WHAT YOU SHOULD DO –
Go through the material below and count the lines containing the word "webpack". Give that number by itself.

DATA FOR THIS EXERCISE –
PR #629, opened 2016-07-19
Improves performance sample

Kuranes:
add gui and option to be able to test more performances related renderings

### DIFF
--- a/webpack.config.js
+++ b/webpack.config.js
@@ -84,8 +84,7 @@ module.exports = {
             // shaders
             test: /\.(frag|vert|glsl)$/,
             loader: 'raw-loader'
-        }
-                 ]
+        } ]
     },
     devtool: 'source-map',
     plugins: [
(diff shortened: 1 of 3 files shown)


Kuranes:
Rebased .

It's a really very practical and important PR for optimization.

You can reproduce a "problematic" situation in a few click, and profile it in the simplest context possible.

Previous perfomance test is very misleading, notably because of it's "instancing by default" which makes it a scene with ony one geom/texture....

Only thing not tweakable now is shader/program, but will do a second PR for that allowing to test separatly program switching, fragment shader load and texture fetch cost

webpack.config.js
```diff
@@ -84,8 +84,7 @@ module.exports = {
             // shaders
             test: /\.(frag|vert|glsl)$/,
             loader: 'raw-loader'
-        }
```
cedricpinson: could you remove this change from the PR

SOLVED PROBLEM –
3